Saved entries
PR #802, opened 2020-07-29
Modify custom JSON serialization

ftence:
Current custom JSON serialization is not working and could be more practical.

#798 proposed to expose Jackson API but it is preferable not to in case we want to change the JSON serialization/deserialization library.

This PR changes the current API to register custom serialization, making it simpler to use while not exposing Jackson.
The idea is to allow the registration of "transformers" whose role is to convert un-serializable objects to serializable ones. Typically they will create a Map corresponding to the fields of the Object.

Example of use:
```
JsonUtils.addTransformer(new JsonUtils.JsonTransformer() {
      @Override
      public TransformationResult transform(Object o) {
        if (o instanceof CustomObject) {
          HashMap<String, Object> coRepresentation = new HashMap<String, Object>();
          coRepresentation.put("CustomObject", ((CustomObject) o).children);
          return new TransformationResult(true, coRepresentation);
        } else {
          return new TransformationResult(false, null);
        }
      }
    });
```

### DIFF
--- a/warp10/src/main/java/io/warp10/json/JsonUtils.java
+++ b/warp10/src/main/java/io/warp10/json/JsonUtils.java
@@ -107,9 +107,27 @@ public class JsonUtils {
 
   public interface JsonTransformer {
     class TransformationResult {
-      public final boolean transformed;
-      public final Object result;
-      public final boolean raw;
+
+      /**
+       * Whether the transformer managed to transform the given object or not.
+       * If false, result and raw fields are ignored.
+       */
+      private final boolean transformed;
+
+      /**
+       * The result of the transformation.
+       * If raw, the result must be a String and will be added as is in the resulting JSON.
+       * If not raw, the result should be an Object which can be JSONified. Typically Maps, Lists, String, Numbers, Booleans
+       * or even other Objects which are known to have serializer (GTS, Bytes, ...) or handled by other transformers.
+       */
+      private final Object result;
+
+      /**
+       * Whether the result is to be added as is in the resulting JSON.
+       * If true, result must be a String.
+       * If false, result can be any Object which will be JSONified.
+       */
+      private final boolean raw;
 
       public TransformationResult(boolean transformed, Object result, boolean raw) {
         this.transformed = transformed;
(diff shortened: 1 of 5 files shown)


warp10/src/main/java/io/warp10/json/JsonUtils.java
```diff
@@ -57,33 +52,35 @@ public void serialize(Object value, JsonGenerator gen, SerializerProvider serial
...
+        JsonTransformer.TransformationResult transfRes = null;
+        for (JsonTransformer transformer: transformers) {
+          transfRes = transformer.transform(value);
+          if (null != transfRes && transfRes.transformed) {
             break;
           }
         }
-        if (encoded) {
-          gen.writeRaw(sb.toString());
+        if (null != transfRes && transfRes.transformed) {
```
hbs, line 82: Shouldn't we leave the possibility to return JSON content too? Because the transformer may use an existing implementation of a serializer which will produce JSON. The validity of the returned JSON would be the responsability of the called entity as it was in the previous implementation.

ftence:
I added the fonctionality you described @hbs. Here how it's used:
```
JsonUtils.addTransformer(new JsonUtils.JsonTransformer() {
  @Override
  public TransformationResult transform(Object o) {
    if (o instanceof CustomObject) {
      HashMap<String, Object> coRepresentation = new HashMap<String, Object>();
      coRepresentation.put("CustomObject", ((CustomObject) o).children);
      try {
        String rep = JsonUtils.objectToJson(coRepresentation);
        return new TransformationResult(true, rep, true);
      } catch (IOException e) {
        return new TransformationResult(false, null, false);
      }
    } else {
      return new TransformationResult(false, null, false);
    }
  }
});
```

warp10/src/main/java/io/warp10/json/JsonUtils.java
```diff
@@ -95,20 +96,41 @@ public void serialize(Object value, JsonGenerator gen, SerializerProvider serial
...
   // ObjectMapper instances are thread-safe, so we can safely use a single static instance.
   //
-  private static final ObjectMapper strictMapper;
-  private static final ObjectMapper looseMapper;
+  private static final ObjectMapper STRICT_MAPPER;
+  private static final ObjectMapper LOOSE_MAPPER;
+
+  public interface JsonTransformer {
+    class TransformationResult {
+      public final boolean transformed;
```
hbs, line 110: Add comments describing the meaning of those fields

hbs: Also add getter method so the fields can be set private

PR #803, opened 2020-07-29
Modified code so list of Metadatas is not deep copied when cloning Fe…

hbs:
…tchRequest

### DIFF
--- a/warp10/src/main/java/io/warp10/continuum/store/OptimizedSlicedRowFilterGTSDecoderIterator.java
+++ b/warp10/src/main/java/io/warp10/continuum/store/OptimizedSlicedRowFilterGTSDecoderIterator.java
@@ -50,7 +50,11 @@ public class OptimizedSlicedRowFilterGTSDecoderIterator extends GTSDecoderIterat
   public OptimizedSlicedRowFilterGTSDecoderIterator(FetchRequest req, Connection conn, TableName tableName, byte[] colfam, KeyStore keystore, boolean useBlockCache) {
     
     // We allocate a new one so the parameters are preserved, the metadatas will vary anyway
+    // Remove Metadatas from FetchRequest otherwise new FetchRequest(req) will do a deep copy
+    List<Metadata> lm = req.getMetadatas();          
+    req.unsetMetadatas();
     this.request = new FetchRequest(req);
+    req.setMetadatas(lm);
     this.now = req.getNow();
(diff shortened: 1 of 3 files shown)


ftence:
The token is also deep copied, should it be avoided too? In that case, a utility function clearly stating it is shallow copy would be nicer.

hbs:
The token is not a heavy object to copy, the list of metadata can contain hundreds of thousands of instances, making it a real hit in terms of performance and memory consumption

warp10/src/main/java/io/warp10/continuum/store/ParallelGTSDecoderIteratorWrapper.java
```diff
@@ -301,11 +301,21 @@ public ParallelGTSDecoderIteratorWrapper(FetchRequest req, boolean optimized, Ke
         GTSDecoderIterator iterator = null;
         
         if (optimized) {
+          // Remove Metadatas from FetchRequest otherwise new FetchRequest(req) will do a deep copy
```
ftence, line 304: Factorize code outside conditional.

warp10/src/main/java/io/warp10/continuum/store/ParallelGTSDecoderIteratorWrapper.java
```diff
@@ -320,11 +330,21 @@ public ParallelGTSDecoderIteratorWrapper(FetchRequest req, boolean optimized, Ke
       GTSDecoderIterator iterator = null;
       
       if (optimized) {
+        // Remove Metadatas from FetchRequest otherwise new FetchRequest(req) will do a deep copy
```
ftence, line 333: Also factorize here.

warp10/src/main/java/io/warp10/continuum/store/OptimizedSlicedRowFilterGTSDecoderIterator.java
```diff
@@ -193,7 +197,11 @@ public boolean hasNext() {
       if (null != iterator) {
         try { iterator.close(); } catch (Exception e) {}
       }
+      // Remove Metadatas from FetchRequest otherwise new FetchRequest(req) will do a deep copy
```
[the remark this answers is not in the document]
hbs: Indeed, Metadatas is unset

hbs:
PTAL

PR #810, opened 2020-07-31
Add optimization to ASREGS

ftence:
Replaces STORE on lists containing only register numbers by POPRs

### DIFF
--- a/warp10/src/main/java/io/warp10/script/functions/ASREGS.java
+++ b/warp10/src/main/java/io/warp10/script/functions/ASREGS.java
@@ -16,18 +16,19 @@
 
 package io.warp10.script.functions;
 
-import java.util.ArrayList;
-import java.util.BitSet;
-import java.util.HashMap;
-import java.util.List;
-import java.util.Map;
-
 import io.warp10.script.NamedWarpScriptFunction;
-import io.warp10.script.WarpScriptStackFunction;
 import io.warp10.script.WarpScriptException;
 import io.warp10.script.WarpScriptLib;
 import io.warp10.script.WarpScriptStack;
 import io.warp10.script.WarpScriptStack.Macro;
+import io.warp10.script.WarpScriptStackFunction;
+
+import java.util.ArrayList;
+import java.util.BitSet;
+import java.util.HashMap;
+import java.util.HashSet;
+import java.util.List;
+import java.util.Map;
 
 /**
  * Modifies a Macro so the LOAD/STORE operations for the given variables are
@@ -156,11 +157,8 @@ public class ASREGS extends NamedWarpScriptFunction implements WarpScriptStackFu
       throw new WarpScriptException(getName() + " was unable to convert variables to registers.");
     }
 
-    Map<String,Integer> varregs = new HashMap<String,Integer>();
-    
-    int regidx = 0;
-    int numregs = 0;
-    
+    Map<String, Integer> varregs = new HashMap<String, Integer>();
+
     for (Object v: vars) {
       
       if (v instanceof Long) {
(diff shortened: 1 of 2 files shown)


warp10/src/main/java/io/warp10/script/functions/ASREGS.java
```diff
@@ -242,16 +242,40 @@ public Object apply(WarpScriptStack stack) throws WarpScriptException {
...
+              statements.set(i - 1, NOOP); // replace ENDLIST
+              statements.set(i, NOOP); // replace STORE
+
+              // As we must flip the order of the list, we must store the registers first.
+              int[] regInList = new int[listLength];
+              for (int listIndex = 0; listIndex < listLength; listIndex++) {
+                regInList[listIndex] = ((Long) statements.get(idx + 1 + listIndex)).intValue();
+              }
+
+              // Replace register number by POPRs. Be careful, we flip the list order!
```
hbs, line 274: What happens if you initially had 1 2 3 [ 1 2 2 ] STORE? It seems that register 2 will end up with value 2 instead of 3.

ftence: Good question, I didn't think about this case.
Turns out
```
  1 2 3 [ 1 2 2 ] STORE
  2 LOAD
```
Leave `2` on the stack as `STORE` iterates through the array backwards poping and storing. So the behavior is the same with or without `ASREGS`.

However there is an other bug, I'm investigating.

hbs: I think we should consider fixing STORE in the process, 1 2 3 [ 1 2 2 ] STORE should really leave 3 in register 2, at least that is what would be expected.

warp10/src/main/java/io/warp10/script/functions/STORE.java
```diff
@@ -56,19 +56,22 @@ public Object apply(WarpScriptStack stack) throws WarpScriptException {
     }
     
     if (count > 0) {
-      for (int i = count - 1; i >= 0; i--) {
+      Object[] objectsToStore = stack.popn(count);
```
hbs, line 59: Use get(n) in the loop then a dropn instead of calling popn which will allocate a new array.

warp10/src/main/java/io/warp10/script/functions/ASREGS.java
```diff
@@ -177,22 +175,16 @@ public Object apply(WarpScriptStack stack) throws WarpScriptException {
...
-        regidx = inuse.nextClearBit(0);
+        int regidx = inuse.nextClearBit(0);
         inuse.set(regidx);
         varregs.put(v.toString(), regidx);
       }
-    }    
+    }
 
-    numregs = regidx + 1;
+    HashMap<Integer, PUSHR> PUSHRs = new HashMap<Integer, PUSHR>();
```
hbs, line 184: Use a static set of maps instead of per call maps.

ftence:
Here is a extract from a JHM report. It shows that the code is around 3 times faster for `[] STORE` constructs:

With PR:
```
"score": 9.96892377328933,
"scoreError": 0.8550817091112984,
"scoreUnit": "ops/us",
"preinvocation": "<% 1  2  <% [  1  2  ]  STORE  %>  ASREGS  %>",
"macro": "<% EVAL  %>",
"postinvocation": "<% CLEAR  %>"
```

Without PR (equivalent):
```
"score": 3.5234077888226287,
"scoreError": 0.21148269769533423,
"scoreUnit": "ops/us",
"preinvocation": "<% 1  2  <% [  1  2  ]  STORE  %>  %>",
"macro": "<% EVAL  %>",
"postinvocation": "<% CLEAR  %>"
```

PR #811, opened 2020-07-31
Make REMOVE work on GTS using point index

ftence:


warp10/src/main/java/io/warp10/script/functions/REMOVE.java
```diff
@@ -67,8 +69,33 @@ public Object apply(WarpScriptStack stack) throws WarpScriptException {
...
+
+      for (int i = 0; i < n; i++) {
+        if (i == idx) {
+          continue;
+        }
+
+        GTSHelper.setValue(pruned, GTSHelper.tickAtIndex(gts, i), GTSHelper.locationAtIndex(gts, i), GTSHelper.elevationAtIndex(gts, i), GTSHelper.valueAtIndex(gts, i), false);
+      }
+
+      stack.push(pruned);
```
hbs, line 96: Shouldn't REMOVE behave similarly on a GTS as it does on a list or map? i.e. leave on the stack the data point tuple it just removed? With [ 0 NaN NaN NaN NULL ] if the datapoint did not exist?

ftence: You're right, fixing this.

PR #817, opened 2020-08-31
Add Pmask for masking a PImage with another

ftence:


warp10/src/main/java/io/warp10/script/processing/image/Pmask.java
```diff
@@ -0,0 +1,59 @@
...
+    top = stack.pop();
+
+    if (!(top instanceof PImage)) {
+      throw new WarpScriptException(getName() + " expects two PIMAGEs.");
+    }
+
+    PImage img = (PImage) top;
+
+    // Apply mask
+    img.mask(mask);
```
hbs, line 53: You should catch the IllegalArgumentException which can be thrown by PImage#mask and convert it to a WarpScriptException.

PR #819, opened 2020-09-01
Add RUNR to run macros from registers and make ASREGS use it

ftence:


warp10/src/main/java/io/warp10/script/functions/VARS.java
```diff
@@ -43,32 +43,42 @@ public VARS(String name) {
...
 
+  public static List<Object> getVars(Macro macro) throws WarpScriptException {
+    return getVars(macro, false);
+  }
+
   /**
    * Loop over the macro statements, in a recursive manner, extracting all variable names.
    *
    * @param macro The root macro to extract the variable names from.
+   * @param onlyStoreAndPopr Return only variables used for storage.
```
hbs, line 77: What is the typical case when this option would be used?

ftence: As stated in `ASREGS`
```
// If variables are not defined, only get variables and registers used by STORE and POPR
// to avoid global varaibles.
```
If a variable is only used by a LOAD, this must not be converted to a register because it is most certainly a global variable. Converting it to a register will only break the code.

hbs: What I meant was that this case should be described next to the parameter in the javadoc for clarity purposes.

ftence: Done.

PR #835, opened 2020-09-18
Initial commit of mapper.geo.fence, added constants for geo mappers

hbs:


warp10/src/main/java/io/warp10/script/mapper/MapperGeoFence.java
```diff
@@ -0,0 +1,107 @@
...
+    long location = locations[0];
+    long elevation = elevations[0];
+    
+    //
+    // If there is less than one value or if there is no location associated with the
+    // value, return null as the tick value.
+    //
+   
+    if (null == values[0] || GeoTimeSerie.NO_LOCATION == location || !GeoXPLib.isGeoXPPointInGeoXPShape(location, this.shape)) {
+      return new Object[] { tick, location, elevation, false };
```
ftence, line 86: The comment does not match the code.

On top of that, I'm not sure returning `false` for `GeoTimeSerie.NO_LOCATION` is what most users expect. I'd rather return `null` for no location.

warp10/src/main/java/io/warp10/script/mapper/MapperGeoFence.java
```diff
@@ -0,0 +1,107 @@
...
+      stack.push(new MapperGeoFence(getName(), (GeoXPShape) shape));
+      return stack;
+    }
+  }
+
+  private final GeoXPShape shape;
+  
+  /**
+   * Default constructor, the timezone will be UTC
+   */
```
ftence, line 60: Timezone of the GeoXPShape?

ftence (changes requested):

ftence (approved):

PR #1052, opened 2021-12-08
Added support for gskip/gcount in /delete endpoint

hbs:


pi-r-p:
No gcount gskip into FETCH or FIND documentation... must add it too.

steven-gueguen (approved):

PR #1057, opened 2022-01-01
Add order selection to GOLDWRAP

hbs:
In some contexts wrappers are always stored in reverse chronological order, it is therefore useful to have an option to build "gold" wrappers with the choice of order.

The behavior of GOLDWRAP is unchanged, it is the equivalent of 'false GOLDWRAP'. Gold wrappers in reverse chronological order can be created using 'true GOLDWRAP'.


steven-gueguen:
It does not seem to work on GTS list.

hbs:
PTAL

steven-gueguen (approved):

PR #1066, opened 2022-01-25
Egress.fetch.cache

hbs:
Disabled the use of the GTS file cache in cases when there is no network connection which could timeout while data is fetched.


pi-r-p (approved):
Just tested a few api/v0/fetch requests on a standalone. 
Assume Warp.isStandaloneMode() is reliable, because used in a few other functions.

Exercise prompt
Transcribe exactly, and only, the lines from the opening line of the records through the line containing "-107,9 +107,27 @@".

Your response
PR #802, opened 2020-07-29
Modify custom JSON serialization

ftence:
Current custom JSON serialization is not working and could be more practical.

#798 proposed to expose Jackson API but it is preferable not to in case we want to change the JSON serialization/deserialization library.

This PR changes the current API to register custom serialization, making it simpler to use while not exposing Jackson.
The idea is to allow the registration of "transformers" whose role is to convert un-serializable objects to serializable ones. Typically they will create a Map corresponding to the fields of the Object.

Example of use:
```
JsonUtils.addTransformer(new JsonUtils.JsonTransformer() {
      @Override
      public TransformationResult transform(Object o) {
        if (o instanceof CustomObject) {
          HashMap<String, Object> coRepresentation = new HashMap<String, Object>();
          coRepresentation.put("CustomObject", ((CustomObject) o).children);
          return new TransformationResult(true, coRepresentation);
        } else {
          return new TransformationResult(false, null);
        }
      }
    });
```

### DIFF
--- a/warp10/src/main/java/io/warp10/json/JsonUtils.java
+++ b/warp10/src/main/java/io/warp10/json/JsonUtils.java
@@ -107,9 +107,27 @@ public class JsonUtils {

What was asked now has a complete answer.